▶ Required action: Wherever "entry" appears in the records below, copy the line that holds it.

▶ Provided records:

━━━━━━

PR #528, opened 2018-10-27
MH-13197, Separate Admin Interface Index

lkiesow:
The search index of the admin interface is bundled in the same package
which also contains the REST endpoints and the frontend, resulting in a
re-start of a lot of components if you just want to deploy a simple
front-end fix.

This patch separated the index so that a replacement of the admin
interface bundle does not cause the index to re-start as well making
hot-deployments easier.

Note that commit a52a455 fixes a few problems with updating bundles
which will come handy if this is to be used.

*Work sponsored by SWITCH*


staubesv:
@lkiesow Please note that this PR currently has a merge conflict.

modules/admin-ui/src/main/resources/OSGI-INF/event_endpoint.xml
```diff
@@ -13,68 +13,42 @@
     <provide interface="org.osgi.service.cm.ManagedService"/>
   </service>
   <reference bind="setAdminUIConfiguration"
-             cardinality="1..1"
```
JamesUoM, line 16: I'm not sure how changes to the cardinality and policy in this file (and not others) relates to this ticket?

modules/admin-ui/src/main/resources/OSGI-INF/event_endpoint.xml
```diff
@@ -13,68 +13,42 @@
...
              interface="org.opencastproject.workflow.api.WorkflowService"
-             name="workflowService"
-             policy="static"/>
+             name="workflowService"/>
   <reference name="jobService"
              interface="org.opencastproject.adminui.endpoint.JobEndpoint"
-             cardinality="1..1"
-             policy="static"
              bind="setJobService"/>
-  <reference name="seriesService"
```
JamesUoM, line 30: Is this fixing a separate issue?

modules/admin-ui/src/main/resources/OSGI-INF/event_endpoint.xml
lkiesow: I had to move and modify some of these anyway. The `1..1` is the default and technically unnecessary. I could move some of these changes to a separate pull request but it felt to be unnecessarily complex to do that with parts of them being modified anyway.

modules/admin-ui/src/main/resources/OSGI-INF/event_endpoint.xml
lkiesow: This is just the name which I found to be quite confusing since it's not actually the binding of the series service but the admin interfaces series endpoint. Again, this could technically be a separate, one-line pull request.

lkiesow:
Thanks for picking up the review.

KatrinIhler:
@JamesUoM Is this ready for merging or do you still have questions?

PR #529, opened 2018-10-27
MH-13198, Properly Display Multiple Presenters

lkiesow:
If an event has multiple presenters, the main event table will display
them as one string, separated by comma. This can be a real usability
issue if the name format is in the form of “Doe, Jane”, where users will
end up with lines like “Doe, Jane, Doe, John, Mustermann, Max” which is
very confusing.

This patch tries to make the separate metadata entries visually distinct
by containing each entry in its own element, surrounded by a
lightweight border.

### DIFF
--- a/modules/admin-ui/src/main/webapp/styles/extensions/components/_tables.scss
+++ b/modules/admin-ui/src/main/webapp/styles/extensions/components/_tables.scss
@@ -25,6 +25,14 @@
     .main-tbl {
         border-top-left-radius: 0;
         border-top-right-radius: 0;
+
+        .metadata-entry {
+            border: 1px solid #ccc;
+            border-radius: 5px;
+            padding: 0 5px;
+            margin-right: 5px;
+        }
+
     }
 }
 
--- a/modules/admin-ui/src/main/webapp/scripts/modules/events/controllers/eventsController.js
+++ b/modules/admin-ui/src/main/webapp/scripts/modules/events/controllers/eventsController.js
@@ -51,7 +51,8 @@ angular.module('adminNg.controllers')
         label: 'EVENTS.EVENTS.TABLE.TITLE',
         sortable: true
       }, {
-        name:  'presenter',
+        template: 'modules/events/partials/eventsPresentersCell.html',
+        name:  'presenters',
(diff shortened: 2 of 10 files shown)


staubesv:
@lkiesow Any reason to not apply that style change to other multi-select fields (e.g. series.organizers, series.publishers, series.presenter)?

In theory, it would be desirable to also do this in the modals and wizards, but that might be out-of-scope for this PR.

staubesv (changes requested):
Should at least be done consistently on the tables - preferably also for the modals and wizards.

modules/admin-ui/src/main/webapp/styles/extensions/components/_tables.scss
```diff
@@ -25,6 +25,14 @@
     .main-tbl {
         border-top-left-radius: 0;
         border-top-right-radius: 0;
+
+        .metadata-entry {
```
staubesv, line 29: Maybe some more precise name for the style here? The table only contains "metadata entries", doesn't it?

lkiesow:
> Should at least be done consistently on the tables - preferably also for the modals and wizards.

That makes sense. I missed that the series table has the contributors and organizers fields. I will update this shortly.

modules/admin-ui/src/main/webapp/styles/extensions/components/_tables.scss
lkiesow: It's meant for a single metadata entry in a collection of metadata after all.
How would you prefer it to be named?

lkiesow:
Updates series table as well.

I deliberately chose to not set this for roles in the user/groups tables. These aren't exactly displayed well as it and due to their special format, I don't think they would benefit from this. They are also a different type of metadata making this clash less with these adjustments.

lkiesow:
Fixed merge conflicts.

modules/admin-ui/src/main/webapp/styles/extensions/components/_tables.scss
lkiesow: @staubesv 
> How would you prefer it to be named?

staubesv (approved):

PR #530, opened 2018-10-29
MH-12332, hide workflows whose tags don't explicitly match the source type

JamesUoM:
Add the workflow tags to the processing.json response. Use ng-options' "disable when" clause to grey out workflows that don't contain a tag relevant to the current source type.

### DIFF
--- a/modules/matterhorn-admin-ui-ng/src/main/webapp/scripts/shared/partials/wizards/new-event.html
+++ b/modules/matterhorn-admin-ui-ng/src/main/webapp/scripts/shared/partials/wizards/new-event.html
@@ -413,10 +413,8 @@
                         data-disable-search-threshold="8"
                         data-search_contains="true"
                         ng-model="wizard.step.ud.workflow"
-                        ng-options="w.title disable when 
-                          ((wizard.getStateControllerByName('source').ud.type==='UPLOAD' && !w.tags.includes('upload-ng')) ||
-                                  (wizard.getStateControllerByName('source').ud.type.startsWith('SCHEDULE') && !w.tags.includes('schedule-ng')))
-                          for (obj, w) in wizard.step.workflows"
+                        ng-options="w.title for (obj, w) in wizard.step.workflows |
+                                  filter: wizard.getStateControllerByName('source').ud.type==='UPLOAD' ? 'upload-ng' : 'schedule-ng'"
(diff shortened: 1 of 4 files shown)


modules/matterhorn-admin-ui-ng/src/main/webapp/scripts/shared/partials/wizards/new-event.html
```diff
@@ -413,7 +413,10 @@
                         data-disable-search-threshold="8"
                         data-search_contains="true"
                         ng-model="wizard.step.ud.workflow"
-                        ng-options="w.title for (obj, w) in wizard.step.workflows"
+                        ng-options="w.title disable when
```
staubesv: Why would you want to display the workflows in the drop-down list if the user cannot select them? Can't they just be omitted in the list?

staubesv (changes requested):
Unclear to me why you don't just omit the workflows that a user is not allowed to select (see question in comment).

modules/matterhorn-admin-ui-ng/src/main/webapp/scripts/shared/partials/wizards/new-event.html
JamesUoM: There is no inbuilt functionality in angular to omit them. It can be done with a filter if required but I was trying to make the fewest changes to the code. (see ticket)

staubesv: ... the filter seems not that hard to implement. If you don't need them "greyed", could you do the filter?

JamesUoM:
managed to format a filter that more easily that I'd thought. You can squash the commits on merge

staubesv (approved):

lkiesow:
Hi @JamesUoM, this patch caused larger merge conflicts when merging 4.x into 5.x which made me revert this as part of the merge. Can you help and create an updated pull request against 5.x for this?

JamesUoM:
> Hi @JamesUoM, this patch caused larger merge conflicts when merging 4.x into 5.x which made me revert this as part of the merge. Can you help and create an updated pull request against 5.x for this?

@lkiesow yeah sure

JamesUoM:
5.x https://github.com/opencast/opencast/pull/567

Sorry I missed 5.2 I was ill.

PR #532, opened 2018-10-30
MH-13194 wrong description for endpoint

tyfranck:
Corrected 'mediapackage' description for /ingest/{wdID} REST endpoint


modules/matterhorn-ingest-service-impl/src/main/java/org/opencastproject/ingest/endpoint/IngestRestService.java
```diff
@@ -1044,7 +1044,7 @@ public Response ingest(MultivaluedMap<String, String> formData) {
   @POST
   @Produces(MediaType.TEXT_HTML)
   @Path("ingest/{wdID}")
-  @RestQuery(name = "ingest", description = "Ingest the completed media package into the system, retrieving all URL-referenced files, and starting a specified workflow", pathParameters = { @RestParameter(description = "Workflow definition id", isRequired = true, name = "wdID", type = RestParameter.Type.STRING) }, restParameters = { @RestParameter(description = "The ID of the given media package", isRequired = true, name = "mediaPackage", type = RestParameter.Type.TEXT) }, reponses = {
+  @RestQuery(name = "ingest", description = "Ingest the completed media package into the system, retrieving all URL-referenced files, and starting a specified workflow", pathParameters = { @RestParameter(description = "Workflow definition id", isRequired = true, name = "wdID", type = RestParameter.Type.STRING) }, restParameters = { @RestParameter(description = "The given media package", isRequired = true, name = "mediaPackage", type = RestParameter.Type.TEXT) }, reponses = {
```
KatrinIhler: Would you mind removing the 'given' to make it consistent with /ingest without a workflow id?

KatrinIhler (changes requested):
Definitely a good idea to fix this. The merge commit confuses me though, why is that in here (especially since it doesn't seem to contribute anything)?

modules/matterhorn-ingest-service-impl/src/main/java/org/opencastproject/ingest/endpoint/IngestRestService.java
tyfranck: Does your comment about this not contributing to anything related to this pull request or the previous one I closed?

KatrinIhler: I'm specifically talking about the first of the two commits "Merge pull request #4 from opencast/r/4.x" - why is that here? What does it do?

lkiesow:
The changes itself look just fine. @tyfranck, do you mind if we just squash-merge this? That will automatically drop the additional merge commits in here. I guess that would be okay with you as well, @KatrinIhler?

KatrinIhler:
@lkiesow Sounds good to me, but Github tells me that squash & merge is not enabled for this repository, so how do we do this?

tyfranck:
@lkiesow  please go ahead. I've found a way to avoid those extra commits. So next time will be a cleaner one... :-)

lkiesow:
@KatrinIhler, found a way to do that.
Sometimes, being an admin helps ;-)

PR #533, opened 2018-10-30
MH-12561 correctly update config UI to reflect scheduled event settings

JamesUoM:
add, custom event to a confField that updates config UI, to reflect the read workflow config
add, trigger change event when indirectly setting  a confField input (hidden) to save the modifed config
fixed, unset checkbox inputs if not set.

### DIFF
--- a/etc/workflows/ng-schedule-and-upload.xml
+++ b/etc/workflows/ng-schedule-and-upload.xml
@@ -103,8 +103,17 @@
             var show = $(this).val() == 'publish';
             $('#publicationConfigurationPanel').toggle(show);
             $('#straightToPublishing').val(show);
+            // Trigger update of the schedule's workflow config
+            $('#straightToPublishing').change();
         });
 
+        <!-- called on loading an exisiting event -->
+        $('#straightToPublishing').bind('updateConfigUI', function() {
+            var publish = $(this).val().toLowerCase() === 'true';
+            $('#publicationConfigurationPanel').toggle(publish);
+            $('#holdOrPublishToggle_' + (publish ? 'publish':'hold')).prop('checked', true);
+        });
+        
         <!-- Remove the line below if you wish to publish to AWS S3 -->
         $('#publishToAws').prop('disabled', true);
         <!-- Remove the line above if you wish to publish to AWS S3 -->
--- a/etc/workflows/ng-schedule-and-upload.xml
+++ b/etc/workflows/ng-schedule-and-upload.xml
@@ -111,7 +111,7 @@
         $('#straightToPublishing').bind('updateConfigUI', function() {
             var publish = $(this).val().toLowerCase() === 'true';
             $('#publicationConfigurationPanel').toggle(publish);
-            $('#holdOrPublishToggle_' + (publish ? 'publish':'hold')).prop('checked', true);
+            $('#holdOrPublishToggle_' + (publish ? 'publish':'hold')).prop('checked', 'checked');
         });
         
         <!-- Remove the line below if you wish to publish to AWS S3 -->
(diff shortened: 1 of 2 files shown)


modules/matterhorn-admin-ui-ng/src/main/webapp/scripts/modules/events/controllers/eventController.js
```diff
@@ -149,11 +149,16 @@ angular.module('adminNg.controllers')
                         if (el.length > 0) {
                             if (el.is('[type=checkbox]') || el.is('[type=radio]')) {
                                 if (value === 'true' || value === true) {
-                                    el.attr('checked','checked');
+                                    el.attr('checked', true);
```
lkiesow: [attr](http://api.jquery.com/attr/#attr2) should just set the value of the attribute and a checked attribute should afaik always set the element to checked regardless of its value. At least according to the specs…

Thus, it would make sense to remove the attribute instead like Opencast already does in recent versions:

https://github.com/opencast/opencast/blob/2d383df990cd8810876b4d6f1f1ec50b60fd16d9/modules/admin-ui/src/main/webapp/scripts/modules/events/controllers/eventController.js#L158-L162

JamesUoM: I'm not sure I follow. Yes setting el.attr('foo',value); works in the main, but for checkboxes and radio button, to unset them (ie the value=false) either you have set value to null or call el.removeAttr('checked');  explictly

` if (value !== 'true' && value !== true ) {
    value = null; 
 }
 el.attr('checked', value)
`

would be an alternate way of writing it I guess?

staubesv: @JamesUoM The attribute "checked" needs to be set to the value "checked" (see https://www.w3schools.com/tags/att_input_checked.asp). There has been recently a fix the removes the attribute "checked" correctly: https://github.com/opencast/opencast/commit/eb7754f25b0d31a8a40eb0e91fffdc16e5f94935#diff-2ed317613602203533b1e42388734725

So the code @lkiesow should be correct but is not yet in 4.x

staubesv (dismissed):
See comments

modules/matterhorn-admin-ui-ng/src/main/webapp/scripts/modules/events/controllers/eventController.js
JamesUoM: Sorry, I was confused I thought I was looking at my code the 6.x's. Yes I'll remove the attr.

staubesv:
Hi @JamesUoM Could you please set the value of the attribute to "checked" instead of "true"?

While the latter works, the value "checked" seems most common. The weird thing about the attribute "checked" is that its presence indicates "true" and its absence indicates "false". Seem from that point of view, checked=checked is equivalent to checked=true.

See

>  In XHTML, attribute minimization is forbidden, and the checked attribute must be defined as \<input checked="checked" \/>.

on https://www.w3schools.com/tags/att_input_checked.asp

etc/workflows/ng-schedule-and-upload.xml
```diff
@@ -103,8 +103,17 @@
...
             $('#straightToPublishing').val(show);
+            // Trigger update of the schedule's workflow config
+            $('#straightToPublishing').change();
         });
 
+        <!-- called on loading an exisiting event -->
+        $('#straightToPublishing').bind('updateConfigUI', function() {
+            var publish = $(this).val().toLowerCase() === 'true';
+            $('#publicationConfigurationPanel').toggle(publish);
+            $('#holdOrPublishToggle_' + (publish ? 'publish':'hold')).prop('checked', true);
```
staubesv: ...prop('checked', 'checked');

modules/matterhorn-admin-ui-ng/src/main/webapp/scripts/modules/events/controllers/eventController.js
staubesv: @JamesUoM Please also revert this change - the original code line is correct.

JamesUoM:
"Changes Requested" - I've no idea what github is referring to as I've closed all conversations AFAIK?

lkiesow:
Yes, you addressed all of the comments. But that does not imply that the general request for changes from @staubesv  is dismissed:

screenshot from 2018-11-23 17-58-53

[Github documentation: Dismissing a pull request review
](https://help.github.com/articles/dismissing-a-pull-request-review/)

staubesv (approved):

PR #754, opened 2019-03-02
MH-13412, Deprecate PathSupport.concat(…)

lkiesow:
Most of Opencast's PathSupport class are re-implementations of of
functionality built into Java's standard library and it would make much
more sense to use the standard library instead.

This patch deprecates a number of PathSupprt methods, describing the
alternatives from the standard library.

### DIFF
--- a/modules/common/src/main/java/org/opencastproject/util/PathSupport.java
+++ b/modules/common/src/main/java/org/opencastproject/util/PathSupport.java
@@ -38,7 +38,7 @@ public final class PathSupport {
   private static final Logger logger = LoggerFactory.getLogger(PathSupport.class);
 
   /**
-   * This class should not be instanciated, since it only provides static utility methods.
+   * This class should not be instantiated, since it only provides static utility methods.
    */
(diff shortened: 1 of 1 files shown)


gregorydlogan:
I'm 90% certain I was just advising @rute-santos to use these methods, sooo... I'll take this PR :-)

lkiesow:
Happy to have a reviewer ;-)

> I was just advising @rute-santos to use these methods

Any particular reason for using PathSupport over the built-ins? Pull request #755 contains an example for switching to the built-ins:
```diff
- File configFile = new File(PathSupport.concat(new String[] { uiConfigFolder, orgId, component, filename }));
+ File configFile = Paths.get(uiConfigFolder, orgId, component, filename).toFile();
```
Not only do I think that it is actually simpler to use but I'm also all for having less custom code.

gregorydlogan:
Apologies, I was thinking of UrlSupport.concat, not PathSupport.  I'm all for reducing custom code in favour of built-ins.

PR #756, opened 2019-03-04
MH-13414 extended metadata multivalue fields are not handled properly

geichelberger:
This Patch corrects the behaviour of multivalue extended metadata fields.
If non multivalue fields contain multiple values, the last value is used to not change the behaviour.

### DIFF
--- a/modules/index-service/src/main/java/org/opencastproject/index/service/catalog/adapter/DublinCoreMetadataCollection.java
+++ b/modules/index-service/src/main/java/org/opencastproject/index/service/catalog/adapter/DublinCoreMetadataCollection.java
@@ -29,6 +29,7 @@ import org.opencastproject.metadata.dublincore.EncodingSchemeUtils;
 import org.opencastproject.metadata.dublincore.MetadataField;
 
 import com.entwinemedia.fn.data.Opt;
+import com.google.common.collect.Iterables;
 
 import org.apache.commons.lang3.StringUtils;
 import org.apache.commons.lang3.exception.ExceptionUtils;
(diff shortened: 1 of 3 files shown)


staubesv (changes requested):
To my understanding, only metadata fields of the types ITERABLE_TEXT, MIXED_TEXT and ORDERED_TEXT are supposed to be multi-value metadata fields.

It probably would make more sense to throw an exception if a client attempts to add a list of values to a single-value field instead of just taking the last value as this basically means the other values are silently ignored.

Or maybe at least log a warning...

What do you think about this?

geichelberger:
> To my understanding, only metadata fields of the types ITERABLE_TEXT, MIXED_TEXT and ORDERED_TEXT are supposed to be multi-value metadata fields.

Thats a problem of the data model. The DublinCoreCatalog returns a List of DublinCoreValues for each property. To map this to a a single-value field there is only the possibility to take the first or the last value. If the DublinCore property contains only one value, the first value in the list is also the last value.

> It probably would make more sense to throw an exception if a client attempts to add a list of values to a single-value field instead of just taking the last value as this basically means the other values are silently ignored.

At this point the data does not come from a user, but from a persisted MediaPackage.

My solution behaves exactly the same way for single-value fields as the original version.

staubesv:
> Thats a problem of the data model. The DublinCoreCatalog returns a List of DublinCoreValues for each property. To map this to a a single-value field there is only the possibility to take the first or the last value. If the DublinCore property contains only one value, the first value in the list is also the last value.

At the end of the day, it is a mismatch between the actual metadata and the configuration of the metadata fields. For whatever reasons the data source contains multiple values for a single-value field, this will cause data to be "lost" in means of being ignored which should not happen silently.

Don't get me wrong: This problem is not directly introduced with your PR. But now addField explicitly takes a list of values while implicitly knowing that this only works for specific metadata field types.

Could you please log a warning if addField is asked to put multiple values into a single-value field?
It is fine to just take the last value, but don't be silent about this as it implies a mismatch between data and data configuration.

geichelberger:
I got your point, and I've added the logging.

staubesv (approved):

staubesv:
@geichelberger Thanks for the patch!

PR #759, opened 2019-03-06
MH-13420 ngRepeat does not allow duplicates

geichelberger:
This patch allows duplicate values to be displayed in multivalue fields if they are present in the data source.

### DIFF
--- a/modules/admin-ui/src/main/webapp/scripts/shared/partials/editableMultiSelect.html
+++ b/modules/admin-ui/src/main/webapp/scripts/shared/partials/editableMultiSelect.html
@@ -1,6 +1,6 @@
 <div ng-click="enterEditMode()" ng-form="innerForm">
   &nbsp;<ul ng-show="!editMode">
-    <li ng-repeat="value in params.value">
+    <li ng-repeat="value in params.value track by $index">
       <span ng-if="value">{{ getText(value).value | translate }}</span>
     </li>
   </ul>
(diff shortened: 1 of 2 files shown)


KatrinIhler:
Is there a use case we need this for?

geichelberger:
The data model allow duplicates and with the external api it is possible to add duplicate contributor entries for example.

If there are duplicates for any reason, they should be displayed. At least to be able to delete them.

KatrinIhler:
@geichelberger Okay, I can see that, but maybe it would make more sense to not allow to create duplicate entries in the first place?

geichelberger:
@KatrinIhler Perhaps someone has a use case for duplicates, this concerns not only the normal metadata but also the extended ones. Why should the API forbid something if it is supported by the data model? Furthermore, this would be a change that is not backward compatible.

I think the reason why no duplicates are allowed in the Admin-UI is because the value of an entry was used as identifier and not the index. (function removeValue)

See Pull-Request MH-1323 commit: https://github.com/opencast/opencast/pull/564/commits/e8b6ac07f15ae389959dc7fb643993348025f764

Maybe we should allow to enter duplicates in the Admin-UI?

KatrinIhler:
@geichelberger Okay, I see your point. And yes, in that case we should probably allow multiple values in the Admin-UI as well to be consistent.

KatrinIhler:
One more thing: Presenters are also not displayed at all in the admin ui table if there are duplicate values.

geichelberger:
You mean Event/Presenters? With the patched version it works for me.

KatrinIhler:
It's not working for me: 
image

I create duplicate presenters by editing the dublincore in the archive and then rebuilding the Admin UI index, no idea if that's affecting things...once I delete the duplicates, the table shows the presenters just fine.

geichelberger:
Should be fixed now. The easiest way to create duplicate entries is to resend a manipulated event update request.

KatrinIhler:
Still not working for me, I think you'd actually have to update EventsPresentersCell.html or something to fix this in the main table. Anyway, we could consider this a separate issue and this improves the current state, so I'm gonna merge this as is.

KatrinIhler (approved):

PR #761, opened 2019-03-07
MH-13423 Possible NPE if debugging is enabled

geichelberger:
If debugging is enabled and the media package contains no elements to distribute, an NPE is thrown.


lkiesow:
Thanks for the patch. Looks good. Merged.

PR #762, opened 2019-03-07
MH-13424, Elasticsearch 5.6.15

lkiesow:
This patch updates Opencast's Elasticsearch compatibility and the
internal Elasticsearch node to version 5.6.15, finally btinging us to a
recent (Feb 19, 2019), still supported version.

### DIFF
--- a/modules/search/pom.xml
+++ b/modules/search/pom.xml
@@ -13,7 +13,7 @@
   <properties>
     <opencast.basedir>${project.basedir}/../..</opencast.basedir>
     <checkstyle.skip>false</checkstyle.skip>
-    <lucene.version>5.5.4</lucene.version>
+    <lucene.version>6.6.1</lucene.version>
   </properties>
   <dependencies>
     <dependency>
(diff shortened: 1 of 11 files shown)


miesgre:
@lkiesow Why elasticsearch 5 and not elasticsearch 6?
https://www.elastic.co/support/eol

lkiesow:
Elasticsearch 6 is still planned but it may not be feasible to integrate it in the same manner.
It also does not make sense to wait until I finish the 6.x upgrade when 5 is already ready to go.
As announced earlier, the plan is to go 1.6.x → 2.4.x → 5.6.x → *6.x*.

━━━━━━

▶ Output for this exercise:
by containing each entry in its own element, surrounded by a
+        .metadata-entry {
+        .metadata-entry {
lkiesow: It's meant for a single metadata entry in a collection of metadata after all.
I think the reason why no duplicates are allowed in the Admin-UI is because the value of an entry was used as identifier and not the index. (function removeValue)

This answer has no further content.